SUMMARY OF THE INVENTION
[0008] Accordingly, the present invention is intended to provide a
thermal adhesive, which may exhibit a superior heat dissipation
effect even when used in a small amount.
[0009] In particular, the present invention is intended to provide
a thermal adhesive having high heat conductivity through a novel
inorganic filler combination.
[0010] In particular, the present invention is intended to provide
a thermal adhesive having high heat conductivity through a
combination of two or more inorganic fillers.
[0011] The present invention provides a thermal adhesive comprising
a resin component including an epoxy resin and an inorganic filler,
in which the inorganic filler includes tetrapod zinc oxide and
alumina nanofiber.
[0012] In particular, the inorganic filler may further include at
least one selected from among spherical alumina, AlN and BN.
[0013] In particular, the AlN and the BN may be AlN nanofiber and
BN nanofiber, respectively.
[0014] In particular, the resin component may further include a
curing agent and a catalyst.
[0015] In particular, the resin component may further include at
least one of a defoaming agent and a dispersant.
[0016] In particular, the inorganic filler may be used in an amount
of 70 to 95 wt % based on the total weight of the thermal
adhesive.
[0017] In particular, the total amount of the tetrapod zinc oxide
and the alumina nanofiber may be 1 to 10 wt % based on the total
weight of the thermal adhesive.
[0018] A thermal adhesive, prepared by the method of the present
invention, can exhibit very high heat conductivity even when small
amounts of tetrapod zinc oxide and alumina nanofiber are contained.
For example, the heat conductivity can be confirmed to increase
about 2 to 4 times in Examples of the present invention compared to
the Comparative Example. This increase in heat conductivity is
particularly meaningful because there is no need to use large
amounts of tetrapod zinc oxide and aluminum nanofiber.
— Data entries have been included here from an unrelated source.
PR #1137, opened 2016-05-20
Improve formatting of failed jobs admin page

gylaz:
Make it so things are visible on the screen, rather than scrolling
horizontally.

Uses features from the latest Administrate release, to provide custom
CSS styles.

### DIFF
--- a/app/assets/stylesheets/admin/administrate.scss
+++ b/app/assets/stylesheets/admin/administrate.scss
@@ -1,0 +1,11 @@
+.collection-data {
+  th {
+    td {
+      white-space: nowrap;
+    }
+  }
+
+  td {
+    white-space: normal;
+  }
+}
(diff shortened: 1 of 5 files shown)


app/assets/stylesheets/admin/administrate.scss
```diff
@@ -0,0 +1,11 @@
+.collection-data {
+  th {
+    td {
```
gylaz: I think I'm okay with this.

config/initializers/administrate.rb
```diff
@@ -0,0 +1,2 @@
+Rails.application.config.assets.precompile += %w( admin/administrate.css )
```
thorncp: Is this a requirement for the administrate 0.2.0?

thorncp:
:+1: :trumpet:

config/initializers/administrate.rb
gylaz: Yes... ?

Without this I get the following error:
screenshot 2016-05-27 10 30 04

PR #1140, opened 2016-05-24
Separate explanation of dev setup from ngrok setup

jcmorrow:
If it isn't necessary for most developers to use ngrok then we should make that clear in the contributing guide because ngrok provides a substantial barrier to developer setup and could easily stop people from
contributing.

 Also, if people are using ngrok our current directions are incorrect, as the command for running ngrok has changed slightly and our recommended setup (with a custom subdomain) is no longer provided to
free accounts.

 I'm still not sure this is 100% the correct structure, but I think it will get people up and running faster. It would be nice to include a little bit about what type of feature development would require ngrok integration, as someone new to the codebase will almost certainly not know whether or not they need it. As someone who is new myself, I'm still not sure which parts of the codebase require it, so I can't include it in this PR.


CONTRIBUTING.md
```diff
@@ -25,19 +25,40 @@ Here are a few technical guidelines to follow:
...
+
+1. Run `foreman start`. Foreman will start the web server and the resque
+   background job queue. **NOTE**: `rails server` will not load the appropriate
+environment variables and you'll get a "Missing `secret_key_base` for
+'development' environment" error. Similarly, `heroku local` and `forego start`
+will fail to properly load `.env.local`.
+
+1. Open `localhost:5000` in a browser.
+
+## Setup Ngrok to Allow Webhooks
```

DETAILED DESCRIPTION OF THE INVENTION
[0019] The present invention pertains to a thermal adhesive
containing a resin component including epoxy and an inorganic
filler.
[0020] In the present invention, the resin component essentially
includes an epoxy resin, and may further include a curing agent
(polyetheramine, etc.), a catalyst, a defoaming agent and a
dispersant.
[0021] In the present invention, the inorganic filler may include
tetrapod zinc oxide and alumina nanofiber.
[0022] Tetrapod zinc oxide (T-ZnO) is zinc oxide having four
bridges, and may be prepared by heating Zn powder to 800.degree. C.
or higher in the presence of oxygen. Tetrapod zinc oxide enables
efficient heat transfer in the inorganic filler due to a specific
bridge structure in the thermal adhesive according to the present
invention.
[0023] Alumina nanofiber (nanotube) has high adsorption capability
and is thus used as an adsorbent for the preparation of
technetium-99m that is an isotope for cancer diagnosis, but is
employed as an inorganic filler in the present invention. The
alumina nanofiber may be prepared through electrospinning or by
bringing an electrolyte aqueous solution such as sodium chloride
into contact with an aluminum metal electrode at a voltage of
5.about.15V. The alumina nanofiber is conventionally well-known,
and thus, in the present invention, a description of a method of
preparing the alumina nanofiber is omitted. In the present
invention, the alumina nanofiber enables efficient heat transfer by
virtue of the tube structure thereof.
[0024] The present inventors have ascertained that when both
tetrapod zinc oxide and alumina nanofiber are used as inorganic
filler, heat conductivity may be increased, thus culminating in the
present invention.
[0025] In the present invention, the inorganic filler may include
typical inorganic fillers such as AlN, BN and spherical alumina (in
the present invention, "spherical alumina" means typical alumina,
rather than "alumina nanofiber"), and AlN and BN may be nanofiber
(nanotube). Particularly, in the present invention, it was
confirmed through preliminary experimentation that, even when
typical inorganic filler is added with small amounts of tetrapod
zinc oxide and alumina nanofiber, the heat conductivity is
increased to a very high level. Hence, in the following examples,
expensive tetrapod zinc oxide or alumina nanofiber was used in a
small amount. The inorganic filler is preferably contained in an
amount of 70 to 95 wt % based on the total weight of the thermal
adhesive. If necessary, however, it may be used in an amount
falling out of the above range.
[0026] Below, five thermal adhesive samples, namely Comparative
Example and Examples 1 to 4, were prepared, and the heat
conductivities thereof were compared and tested.
COMPARATIVE EXAMPLE
TABLE-US-00001 [0027] TABLE 1 Heat Size conductivity Shape (.mu.m)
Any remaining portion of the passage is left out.